On 11/06/2013 03:43 AM, Steffen Daode Nurpmeso wrote:
Philippe Verdy <[email protected]> wrote:
|2013/11/5 Steffen Daode <[email protected]>
|> (The problem i'm facing is that _PRINT and _GRAPH cannot be set
|> for some properties from PropList.txt, say, _PRINT can't be set
|> for U+0009, CHARACTER TABULATION (ht), since it's a Cc, but in
|
|TAB is "printable" (for the isprint() macro in standard C librries) because
|it has a whitespace property, even if its general category is very weakly
Nope according to POSIX, Vol. 1: Base Definitions, 7.3.1. LC_CTYPE ([1]):
print
Define characters to be classified as printable characters,
including the <space>.
In the POSIX locale, all characters in class graph shall be
included; no characters in class cntrl shall be included.
In a locale definition file, characters specified for the
keywords upper, lower, alpha, digit, xdigit, punct, graph, and
the <space> are automatically included in this class. No
character specified for the keyword cntrl shall be specified.
[1]
<http://pubs.opengroup.org/onlinepubs/9699919799/basedefs/V1_chap07.html#tag_07_03_01>
Verifieable under LC_ALL=en_GB.UTF-8 in Mac OS X Snow Leopard
(which admittedly uses very old Citrus data, i always wonder why all
those Gigabytes of «Software Update»s don't tweak that, not to
talk about GNU make 3.81 and all the other buggy or non-compliant
stuff, but that is a different story):
#include <stdio.h>
#include <ctype.h>
#include <wctype.h>
int main(void) {
printf("%d %d\n",isprint('\t'), wcwidth(L'\t'));
return 0;
}
?0[steffen@sherwood tmp]$ cc -o zt t.c && ./zt
0 -1
|The character mapping for the isprint() macro is defined by an expression
|based on existing Unicode properties. Most C libraries optimize this
But i agree that POSIX has to move towards Unicode definitions,
and more byte- than bitwise.
--steffen
The only vendor I'm aware of that makes TAB a printable is Microsoft.
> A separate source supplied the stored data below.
PR #4314, opened 2022-11-04
Add illustrations for Tamil Nadu app

Honey14:
https://app.shortcut.com/simpledotorg/story/9356/add-tamil-nadu-app-illustrations


Honey14:
* master
  * **PR #4314** <a href="https://app.graphite.dev/github/pr/simpledotorg/simple-android/4314" target="_blank">Graphite</a>  👈

This comment was auto-generated by [Graphite](https://app.graphite.dev/github/pr/simpledotorg/simple-android/4314?utm_source=stack-comment).

app/src/tamilNadu/res/drawable/thanks_logo.xml
```diff
@@ -0,0 +1,84 @@
+<vector xmlns:android="http://schemas.android.com/apk/res/android"
```
msasikanth, line 1: It's a large vector drawable, it would affect render performance. Is there a way we can simplify this? Can we just use a PNG or WEBP instead for this?

msasikanth (changes requested):
See inline comments

app/src/tamilNadu/res/drawable/thanks.xml
```diff
@@ -0,0 +1,24 @@
+<vector xmlns:android="http://schemas.android.com/apk/res/android"
```
msasikanth, line 1: Let's combine this and definition illustration into a single drawable. I have combine them on Figma, so you should be able to export them properly now.

We are using `ic_` for icons or `illustration_` for illustrations for all the new drawables we are adding. So, let's rename the drawable

msasikanth (changes requested):
See inline comments (for some reason Graphite decided to not add a comment when I collapsed the file. So, had to re-add it)

app/src/tamilNadu/res/drawable/thanks.xml
msasikanth: That should hopefully help with the long path datas as well for these illustrations as well a bit

app/src/tamilNadu/res/drawable/thanks_logo.xml
msasikanth: https://upday.github.io/blog/vector_drawables_optimisation/

msasikanth (changes requested):
There are couple of issues and changes we need to make

- The illustrations are pixelated. Especially the Tamil Nadu logo. We might want to use a higher res image in `drawable-nodpi` or go with having multiple density images in each drawable folder. There is a Figma plugin to export to multiple densities you can use.
https://www.figma.com/community/plugin/735452896889481850/Android-Resources-Export

- Let's rename the `icon_tamilnadu` to `ic_tamilnadu`, we are not using `icon_` prefix anywhere

- The icon in registration screen, etc., seems small compared to the designs. Can we take a look at what dimension we are supposed to be using there

- The spacing in splash screen seems a bit off, especially how the content is aligned. I think the Tamil Nadu logo is supposed to be centered aligned from bottom of THANKS illustration and top of next button frame.  PTAL and confirm with Tony how it's supposed to be aligned. 

- I don't see the home screen illustration in here. Is it in a different PR?

msasikanth (approved):

PR #4529, opened 2022-12-20
Questionnarie table added to the database

siddh1004:
https://app.shortcut.com/simpledotorg/story/9557/add-sync-resource-for-questionnaire-layout-api


app/src/main/java/org/simple/clinic/monthlyReports/Questionnaire.kt
```diff
@@ -0,0 +1,18 @@
...
+import kotlinx.parcelize.Parcelize
+import java.util.UUID
+
+@Entity(tableName = "Questionnaire")
+@Parcelize
+data class Questionnaire(
+    @PrimaryKey
+    val uuid: UUID,
+
+    val questionnaire_type: QuestionnaireType,
```
msasikanth, line 15: I think we discussed of making `QuestionnaireType` as primary key in PRD. Please check

app/src/main/java/org/simple/clinic/monthlyReports/QuestionnaireType.kt
```diff
@@ -0,0 +1,47 @@
...
+import com.squareup.moshi.ToJson
+import kotlinx.parcelize.Parcelize
+import org.simple.clinic.util.room.SafeEnumTypeAdapter
+
+sealed class QuestionnaireType : Parcelable {
+
+  object TypeAdapter : SafeEnumTypeAdapter<QuestionnaireType>(
+      knownMappings = mapOf(
+          MonthlyScreeningReports to "monthly_screening_reports",
+          MonthlyDrugStock to "monthly_drug_stock"
```
msasikanth, line 15: Is this type already being provided by the server? If not please remove this. We can add it once server has actual implementation of it.

msasikanth (changes requested):
Looks good overall. Left couple of comments, PTAL

app/src/main/java/org/simple/clinic/monthlyReports/Questionnaire.kt
siddh1004: Primary key update to `questionnaire_type`

app/src/main/java/org/simple/clinic/monthlyReports/QuestionnaireType.kt
siddh1004: Data type of `questionnaire_type` changed to string and `QuestionnaireType.kt` deleted

msasikanth: We would still need the questionnaire type class, I am just saying we don't need the drug stock type. Right now it's just screening reports.

siddh1004: I have again added the questionnaire type and removed the monthly drug stock type.

PR #4543, opened 2023-01-06
Questionnaire sync resource removed from sync list

siddh1004:
Questionnaire sync resource removed from the sync list as the feature is still in development mode.


harimohanraj89 (approved):
Looks great.

PR #4548, opened 2023-02-08
Mobius arch setup for questionnaire form

siddh1004:
https://app.shortcut.com/simpledotorg/story/9559/create-epoxy-models-for-screening-view-types


app/src/main/java/org/simple/clinic/monthlyReports/questionnaire/BaseComponentDataPolymorphicJsonAdapter.kt
```diff
@@ -0,0 +1,25 @@
+package org.simple.clinic.monthlyReports.questionnaire
+
+import com.squareup.moshi.adapters.PolymorphicJsonAdapterFactory
+import org.simple.clinic.monthlyReports.questionnaire.component.BaseComponentData
```
olttwa, line 4: The `monthlyReports` namespace will be deleted in a future namespace, right?

app/src/main/java/org/simple/clinic/monthlyReports/questionnaire/entry/QuestionnaireEntryModel.kt
```diff
@@ -0,0 +1,30 @@
+package org.simple.clinic.monthlyReports.questionnaire.entry
+
+import android.os.Parcelable
+import kotlinx.parcelize.Parcelize
+import org.simple.clinic.facility.Facility
+import org.simple.clinic.monthlyReports.questionnaire.Questionnaire
+
+@Parcelize
+data class QuestionnaireEntryModel(
+    val facility: Facility?,
```
olttwa, line 10: Why does a QuestionnaireEntry have a facility? Facility field will be possessed only by QuestionnaireResponse

Is QuestionnaireEntry synonymous to QuestionnaireResponse? If so, shall we name it as response?

olttwa: Also, facility isn't optional. It is a required field. Thought I'd add a note since I saw a question at the end `Facility?`.

app/src/main/java/org/simple/clinic/monthlyReports/questionnaire/entry/QuestionnaireEntryScreen.kt
```diff
@@ -0,0 +1,90 @@
...
+  }
+
+  override fun setFacility(facilityName: String) {
+    questionnaireFormToolbar.title = facilityName
+  }
+
+  override fun displayQuestionnaireFormLayout(layout: BaseComponentData) {
+  }
+
+  override fun goBack() {
```
olttwa, line 84: If user clicks on goBack before Submit(), we want to display a warning saying `Are you sure you want to quit? You'll lose non-submitted data.`

olttwa (changes requested):

olttwa (approved):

Thus Philippe is wrong about this except for MS products.
MS makes TAB also a control, violating the Posix standard by having it
be both printable and a control. This is true in all locales I've seen
under MS except the C locale. (MS also has other Posix violations, such
as having isdigit() match superscript numbers.)